I am currently working on the development of a in-house molecular dynamics code using PETSc and C++. So far the code works great, however it is a little bit slow since I am not exploiting MPI for PETSc vectors. I was wondering if there is a way to perform the domain decomposition efficiently using some PETSc functionality. Any feedback is highly appreciated.

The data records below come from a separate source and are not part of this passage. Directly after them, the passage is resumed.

PR #543, opened 2019-10-01
SDKT-24: Add missing options types in wallet and wallets

tylerlevine:


modules/core/src/v2/wallet.ts
```diff
@@ -105,12 +102,311 @@ export interface GetUserPrvOptions {
   walletPassphrase?: string;
 }
 
-export class Wallet {
+export interface WalletCoinSpecific {
```
twtaylorbitgo: what is this interface meant to capture? coin specific properties of all coins?

tylerlevine: There are some wallet properties which only apply to specific coins. These fields are stored in `_wallet.coinSpecific` inside the wallet object.

There are a couple places where we do this (addresses is another), so calling it `WalletCoinSpecific` makes it clear which type of coin specific object we are referring to.

In general, this is an antipattern. If I were to start from scratch, this is not how I would  have designed it, but we're stuck with it for now.

tylerlevine:
@dannybitgo @twtaylorbitgo can one of you please take a look at this?

PR #544, opened 2019-10-01
SDKT-4: Enable more strict tsc options

tylerlevine:


modules/core/src/config.ts
```diff
@@ -31,46 +31,51 @@ export interface Tokens {
...
-  return {
-    type: token.name,
-    coin: token.network.type === NetworkType.MAINNET ? 'eth' : 'teth',
-    network: token.network.type === NetworkType.MAINNET ? 'Mainnet' : 'Testnet',
-    name: token.fullName,
-    tokenContractAddress: token.contractAddress.toString().toLowerCase(),
-    decimalPlaces: token.decimalPlaces,
-  };
-});
+const formattedErc20Tokens = coins.reduce((acc, coin) => {
```
OttoAllmendinger: the `filter`/`map` variant looked much nicer

what do you think about
```
(coins.filter(...) as Erc20Coin[])
.map(...)
```
?

tylerlevine: Well, I suppose that's subjective since I find the reduce version a bit cleaner, but I agree that there is room for improvement here. Let me take another pass at it.

modules/core/src/config.ts
```diff
@@ -31,46 +31,48 @@ export interface Tokens {
...
+      type: coin.name,
+      coin: coin.network.type === NetworkType.MAINNET ? 'eth' : 'teth',
+      network: coin.network.type === NetworkType.MAINNET ? 'Mainnet' : 'Testnet',
+      name: coin.fullName,
+      tokenContractAddress: coin.contractAddress.toString().toLowerCase(),
+      decimalPlaces: coin.decimalPlaces,
+    });
+  }
+  return acc;
+}, []);
```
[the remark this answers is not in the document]
tylerlevine: We discussed this today in person. We concluded that there are three places where the type can be specified:
1) The top level variable type
2) accumulator argument type
3) accumulator initial value type

I opted for 2 as I find that the cleanest.

PR #545, opened 2019-10-01
SERV-58: Fix environment inheritance ordering

tylerlevine:


modules/core/src/v2/environments.ts
```diff
@@ -103,165 +103,115 @@ const devBase: EnvironmentTemplate = Object.assign({}, testnetBase, {
...
-    devBase
-  ),
-  rmglocalNonSecure: Object.assign(
-    {
-      uri: 'http://rmglocalhost:3000',
-      stellarFederationServerUrl: 'http://rmglocalhost:3000/api/v2/txlm/federation',
-    },
-    devBase
-  ),
-  custom: Object.assign(
```
dannybitgo: just curious, what is "custom" used for?

tylerlevine: Custom is used in ms branch deploys, and some other circumstances where the endpoint isn't necessarily known until runtime (eg, dynamic proxy, running SDK against bitgo-express, etc).

PR #546, opened 2019-10-01
SERV-263: Import statics

tylerlevine:


modules/statics/tsconfig.json
```diff
@@ -0,0 +1,17 @@
+{
```
tylerlevine: extend root tsconfig

modules/statics/CODEOWNERS
```diff
@@ -0,0 +1,5 @@
+# @bito/statics code owners and first officers will automatically be requested for review whenever a pull request touches the files they own.
+# Each line is a file pattern followed by one or more owners.
+
+# These owners and first officers will be the default owners for everything in the repo.
+*   tyler@bitgo.com elle@bitgo.com
```
tylerlevine: Incorporate into root codeowners

modules/statics/package-lock.json
```diff
@@ -0,0 +1,2411 @@
+{
```
tylerlevine: Remove

modules/statics/package.json
```diff
@@ -0,0 +1,37 @@
...
+  "types": "./dist/src/index.d.ts",
+  "scripts": {
+    "test": "echo \"Error: no test specified\" && exit 1",
+    "build": "tsc",
+    "fmt": "prettier --write 'src/**/*.ts'",
+    "check-fmt": "prettier --check 'src/**/*.ts'",
+    "clean": "rm -r ./dist"
+  },
+  "author": "",
+  "license": "Apache-2.0",
```
tylerlevine: Check license

modules/statics/package.json
```diff
@@ -0,0 +1,37 @@
...
+  "repository": {
+    "type": "git",
+    "url": "https://github.com/BitGo/statics"
```
tylerlevine: Update

modules/statics/scripts/publish.sh
```diff
@@ -0,0 +1,79 @@
+#!/usr/bin/env bash
```
tylerlevine: Check publish flow

dannybitgo:
Should we change the express dockerfile to use node 10 as well instead of lts?

tylerlevine:
> Should we change the express dockerfile to use node 10 as well instead of lts?

Yep, we should do that, let me update.

tylerlevine:
> > Should we change the express dockerfile to use node 10 as well instead of lts?
> 
> Yep, we should do that, let me update.

Actually, I'm going to break out all the LTS changes into a separate PR.

PR #548, opened 2019-10-03
TRON-3 - hot wallet sending

twtaylorbitgo:
[TRON-70](https://bitgoinc.atlassian.net/browse/TRON-70) Tron send transaction

### DIFF
--- a/modules/core/src/v2/coins/trx.ts
+++ b/modules/core/src/v2/coins/trx.ts
@@ -1,8 +1,8 @@
 /**
  * @prettier
  */
+import * as _ from 'lodash';
 import * as Bluebird from 'bluebird';
-
 const tronWeb = require('tronweb');
 
 import { BaseCoin as StaticsBaseCoin } from '@bitgo/statics';
@@ -140,6 +140,9 @@ export class Trx extends BaseCoin {
     const tx = params.txPrebuild.transaction;
     // this prv should be hex-encoded
     const halfSigned = tronWeb.utils.crypto.signTransaction(params.prv, tx);
+    if (_.isEmpty(halfSigned.signature)) {
+      throw new Error('failed to sign transaction');
+    }
     return { halfSigned };
   }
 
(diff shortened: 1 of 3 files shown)


modules/core/src/v2/coins/trx.ts
```diff
@@ -15,11 +16,30 @@ import {
...
 import { NodeCallback } from '../types';
 
+const co = Bluebird.coroutine;
+
+export interface TronSignTransactionOptions extends SignTransactionOptions {
+  txPrebuild: TransactionPrebuild;
+  prv: string;
+}
+
+export interface TransactionPrebuild {
```
marktoda: This should `extend BaseTransactionPrebuild` from baseCoin so we have some common interface between coins

modules/core/src/v2/coins/trx.ts
```diff
@@ -113,8 +133,10 @@ export class Trx extends BaseCoin {
     return Bluebird.resolve(true).asCallback(callback);
   }
 
-  signTransaction(params: SignTransactionOptions = {}): SignedTransaction {
-    throw new MethodNotImplementedError();
+  signTransaction(params: TronSignTransactionOptions): SignedTransaction {
+    const tx = { txID: params.txPrebuild.txInfo.txID };
```
marktoda: re above we will need to change this

modules/core/src/v2/coins/trx.ts
```diff
@@ -20,6 +21,24 @@ import * as utxoLib from 'bitgo-utxo-lib';
...
 
+export interface TronSignTransactionOptions extends SignTransactionOptions {
+  txPrebuild: TransactionPrebuild;
+  prv: string;
+}
+
+export interface TransactionPrebuild {
+  txHex: string;
+  txid: string;
+  transaction: any;
```
twtaylorbitgo: this is actually a string | { txID: string }

twtaylorbitgo: also it can have signatures already in an array but its an optional param

argjv: `transaction` is the full transaction object, not just the `id`
We need id so that `signTransaction` return the full transaction ready to be signed and broadcasted.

It sounds like you mean "is there a way to specify a communication construct that can send my particle
information automatically". We use PetscSF for that. You can see how this works with the DMSwarm class, which represents a particle discretization. You can either use that, or if it does not work for you, do the same things with your class.

  Thanks,

     Matt

Best regards,
Miguel


--
What most experimenters take for granted before they begin their experiments is infinitely more interesting than any results to which their experiments lead.
-- Norbert Wiener

https://www.cse.buffalo.edu/~knepley/<http://www.cse.buffalo.edu/~knepley/>



--
What most experimenters take for granted before they begin their experiments is infinitely more interesting than any results to which their experiments lead.
-- Norbert Wiener

https://www.cse.buffalo.edu/~knepley/<http://www.cse.buffalo.edu/~knepley/>


--
What most experimenters take for granted before they begin their experiments is infinitely more interesting than any results to which their experiments lead.